(Reuters) - Still stinging after yet another disappointing early exit from the NHL's Stanley Cup Playoffs, Russian sniper Alex Ovechkin was forced to try and explain what went wrong for his top-seeded Washington Capitals.
And while Ovechkin has been in this position before, having never reached a conference finals during his 11-year NHL career despite eight trips to the postseason, he clearly is no more comfortable with the process.
"I'm proud of my team, proud of my teammates. I'm proud of this group no matter what happened, but, again, we lost in the second round, so it (stinks)," a barely audible Ovechkin said after Tuesday's season-ending loss to the Pittsburgh Penguins.
After years of playoff heartbreak, this season looked like it may hold a new ending for Ovechkin as the most dangerous goal scorer of his era helped his Capitals lock up home-ice advantage throughout the playoffs with a month to spare.
He kept up his solid play during the postseason, recording five points during a best-of-seven first-round series with the Philadelphia Flyers that lasted six games.
Ovechkin then added another seven points during the Eastern Conference semi-final versus Pittsburgh that ended in overtime of a Game Six that saw Washington storm back from a 3-0 second-period deficit.
"Every year, there's lots of expectations, lots of great players, but something we're missing," said Ovechkin, who has 82 points in 84 career NHL playoff games. "This group of guys can do better and bigger than just the second round.
"We have the best goalie in the league, we have a solid group of guys on the defensive side, and all four lines can play well.
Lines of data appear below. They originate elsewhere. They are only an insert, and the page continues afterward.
PR #348, opened 2026-09-04
PDASHOSS01-100 Add AgentRun.agent_metadata JSON field to durably record the local agent session id

irichard00:
## Summary

Adds a general-purpose `AgentRun.agent_metadata = models.JSONField(default=dict, blank=True)` column and uses it to durably record the local AI agent session id reported by the runner at run start.

AgentRun's four existing JSON columns are each an owned single-producer/consumer contract (`run_config`, `done_payload`, `prompt_manifest`, `required_capabilities`), so none is a safe home for general run metadata. `thread_id` holds the session id today but is a **resume handle**: it is cleared on retry (`run_lifecycle.apply_run_resume_unavailable`) and its meaning is agent-kind dependent. `agent_metadata` is **write-once-per-attempt and never cleared**, so a failed attempt's session id survives for audit / local-session lookup.

## Cloud (`apps/api`)

- `AgentRun.agent_metadata` field + migration `0024`.
- `RunStartedEndpoint` accepts `local_session_id` / `agent_kind` alongside the existing `thread_id` (write unchanged) and populates `agent_metadata` with `{local_session_id, local_thread_id, agent_kind}`. `local_thread_id` defaults to `thread_id` for older runners.
- Exposes `agent_metadata` on `AgentRunSerializer`.

## Runner (Rust)

- `AgentCursor::agent_kind()` maps each CLI to its wire string (`codex | claude_code | cursor_agent | openclaw | grok`).
- `ClientMsg::RunStarted` carries `local_session_id` + `agent_kind`; the supervisor aliases `local_session_id` to the thread id, mirroring the chat bridge's warm path. The genuinely per-kind distinct session id noted in the issue is left for a future design pass.

## Tests

- run-started persists the new keys, and stays backward compatible for a `thread_id`-only runner.
- a resume-unavailable retry that clears the parent's `thread_id` leaves its `agent_metadata` intact.

Validated: 21/21 in `test_https_transport_run_endpoints.py` pass; `cargo check` clean; `makemigrations --check` shows no missing migration for the new field.

## Open questions (from the issue)

- `agent_kind` kept in JSON rather than a typed column (keeps the migration to one field).
- No backfill (existing rows' `thread_id` only maps to a session id for Claude Code, and only where not already cleared — not worth it).

### DIFF
--- a/apps/api/pi_dash/runner/migrations/0024_agentrun_agent_metadata.py
+++ b/apps/api/pi_dash/runner/migrations/0024_agentrun_agent_metadata.py
@@ -1,0 +1,25 @@
+# Copyright (c) 2023-present Pi Dash Software, Inc. and contributors
+# SPDX-License-Identifier: AGPL-3.0-only
+# See the LICENSE file for details.
+
+"""Add ``AgentRun.agent_metadata`` — a general-purpose, write-once-per-attempt
+JSON column for run metadata that has no owned single-producer/consumer
+contract. Used to durably record the runner-reported local agent session id /
+thread id / agent kind at run start; unlike ``thread_id`` it is never cleared
+on retry, so a failed attempt's session id survives for audit."""
+
+from django.db import migrations, models
+
+
+class Migration(migrations.Migration):
+    dependencies = [
+        ("runner", "0023_one_active_includes_cancel_requested"),
+    ]
+
+    operations = [
+        migrations.AddField(
+            model_name="agentrun",
+            name="agent_metadata",
+            field=models.JSONField(blank=True, default=dict),
+        ),
+    ]
--- a/apps/api/pi_dash/runner/models.py
+++ b/apps/api/pi_dash/runner/models.py
@@ -938,6 +938,16 @@ class AgentRun(models.Model):
     run_config = models.JSONField(default=dict, blank=True)
     required_capabilities = models.JSONField(default=list, blank=True)
     thread_id = models.CharField(max_length=128, blank=True, default="")
+    # General-purpose per-attempt run metadata. Unlike the four owned JSON
+    # contracts above (``run_config`` / ``done_payload`` / ``prompt_manifest``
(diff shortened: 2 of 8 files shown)


irichard00 (commented):
## Review — approved ✅

Reviewed the full diff against the issue's acceptance criteria. This is a tight, well-scoped change and I found no correctness issues.

**What holds up**
- **Migration** `0024_agentrun_agent_metadata` chains off `0023` (latest on `main`, no collision), `JSONField(default=dict, blank=True)` — non-nullable as required, and the model/migration field defs match (no `makemigrations` drift for this field).
- **Endpoint** — `RunStartedEndpoint` writes `agent_metadata` via `AgentRun.objects.filter(...).update(**updates)`, so the new key is actually persisted alongside the unchanged `thread_id` write. `local_thread_id` correctly falls back to `thread_id` for older runners; unreported keys land as `""` (not missing), matching the backward-compat criterion.
- **Retry survival** — the change deliberately leaves `run_lifecycle.apply_run_resume_unavailable` untouched, so clearing the parent's `thread_id` on a resume-unavailable requeue leaves `agent_metadata` intact. Good that this is pinned by a dedicated test rather than left implicit.
- **Runner** — `AgentCursor::agent_kind()` is an exhaustive match over all five variants (`codex | claude_code | cursor_agent | openclaw | grok`), so a future 6th agent kind fails to compile rather than silently emitting `""`. `local_session_id` aliases the thread id, mirroring the chat bridge's warm path — the genuinely per-kind distinct session id is correctly deferred per the issue's noted design pass.

**Notes (non-blocking, no action needed)**
- The runner never sends `local_thread_id`; the cloud always derives it from `thread_id`. That's consistent with the current alias design — flagging only so it's a conscious choice for the deferred design pass.
- Codex path stores `local_session_id == thread_id` today even though Codex's thread_id is a genuinely distinct concept from its session id; this is the known alias limitation the issue calls out, not a defect in this PR.

No changes requested.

You can see it. We just didn't execute when we had a chance to put the puck in the net."
The heartbreaking end to the season has prompted some to suggest the Capitals need to make sweeping changes if they want to take the next step while others feel a few complementary pieces are all that is needed.
As captain of the Capitals, Ovechkin often shoulders the blame when his team underperforms, and while he could have cashed in on more of his chances few would argue that he is to blame for the early playoff exit.
"Listen, I'm going to obviously stick up for my captain," said Capitals winger Justin Williams. "He did all the right things, said all the right things. It certainly isn't on him. It's about us as a team not being quite good enough."